Geometric Stiffness for Real-time Constrained Multibody Dynamics

This paper focuses on the stable and efficient simulation of articulated rigid body systems for real‐time applications. Specifically, we focus on the use of geometric stiffness which can dramatically increase simulation stability. We examine several numerical problems with the inclusion of geometric stiffness in the equations of motion, as proposed by previous work, and address these issues by introducing a novel method for efficiently building the linear system. This offers improved tractability and numerical efficiency. Furthermore, geometric stiffness tends to significantly dissipate kinetic energy. We propose an adaptive damping scheme, inspired by the geometric stiffness, that uses a stability criterion based on the numerical integrator to determine the amount of non‐constitutive damping required to stabilize the simulation. With this approach, not only is the dynamical behavior better preserved, but the simulation remains stable for mass ratios of 1,000,000‐to‐1 at time steps up to 0.1 s. We present a number of challenging scenarios to demonstrate that our method improves efficiency, and that it increases stability by orders of magnitude compared to previous work.

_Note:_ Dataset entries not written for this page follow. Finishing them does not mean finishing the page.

PR #211, opened 2021-02-02
Escaping single quotes as ascii codes in publication count .ftl

nicalico:
Resolves https://jira.lyrasis.org/browse/VIVO-1814

### What does this pull request do?
It is a known issue that some properties containing single quotes can cause conflict when Javascript is inserted into ftl files, hence the need to use the `js_string` builtin to escape problematic characters (see https://jira.lyrasis.org/browse/VIVO-1842). 

In the two files modified in this PR, however, the conflict occurs in the html written by the Javascript, where the single quotes are displayed in the attributes of an `img` tag.

> image

In [Freemarker >2.3.24](https://freemarker.apache.org/docs/ref_builtins_string.html#ref_builtin_html), those special characters are automatically escaped as ascii codes. However, if VIVO is installed with an older version of Freemarker, it would have to be escaped with the (deprecated) `html` builtin.

This PR proposes to fix the bug by using the `replace` builtin, in order to manually convert the single quotes into ascii code. While not very elegant, this method has the merit of working regardless of the version of Freemarker used.

### How should this be tested?
With the fr_CA context selected, browse to the profile of an individual, then check the mouseover text of the Information icon in the left pane.
> image

The text should read as :  **"Ces chiffres sont basés uniquement sur les publications qui ont été chargées dans cette application VIVO. Si c'est votre profil, vous pouvez entrer d'autres publications ci-dessous."**

### DIFF
--- a/webapp/src/main/webapp/templates/freemarker/visualization/publication/personPublicationCountNoSparkline.ftl
+++ b/webapp/src/main/webapp/templates/freemarker/visualization/publication/personPublicationCountNoSparkline.ftl
@@ -59,7 +59,7 @@
 
                 var td1Text = totalPublicationCount;
                 var td2Text = "";
-                var infoImgText = "<img class='infoIcon' src='" + infoIconSrc + "' height='14px' width='14px' alt='${i18n().info_icon}' title='${i18n().numbers_based_on_publications_in_vivo}' />";
+                var infoImgText = "<img class='infoIcon' src='" + infoIconSrc + "' height='14px' width='14px' alt='${i18n().info_icon?replace("'","&#39;")}' title='${i18n().numbers_based_on_publications_in_vivo?replace("'","&#39;")}' />";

Task-based design of cable-driven articulated mechanisms

We present a framework for the automatic design of articulated cable-driven mechanisms performing push andpick-and-place tasks. Provided an initial topology and task specification, our system optimizes the morphology and cable mechanisms such that the resulting mechanism can perform the desired task successfully. Optimizing for multiple tasks and multiple cables simultaneously is possible with our framework. At the core of our approach is an optimization algorithm that analyzes the kinematics of the design to evaluate the mechanisms ability to perform the task. Dynamical attributes, such as the ability to produce forces at the end effector, are also considered. Furthermore, this paper presents a novel approach for fast inverse kinematics using cable-driven mechanisms, which is used in the morphology optimization process. Several examples of mechanisms designed using our framework are presented. We also present results of physics based simulation, and evaluate 3D printed versions of an example mechanism.

Blended Linear Models for Reduced Compliant Mechanical Systems

We present a method for the simulation of compliant, articulated structures using a plausible approximate model that focuses on modeling endpoint interaction. We approximate the structures behavior about a reference configuration, resulting in a first order reduced compliant system, or FORK-1S. Several levels of approximation are available depending on which parts and surfaces we would like to have interactive contact forces, allowing various levels of detail to be selected. Our approach is fast and computation of the full structures state may be parallelized. Furthermore, we present a method for reducing error by combining multiple FORK-1S models at different linearization points, through twist blending and matrix interpolation. Our approach is suitable for stiff, articulate grippers, such as those used in robotic simulation, or physics-based characters under static proportional derivative control. We demonstrate that simulations with our method can deal with kinematic chains and loops with non-uniform stiffness across joints, and that it produces plausible effects due to stiffness, damping, and inertia.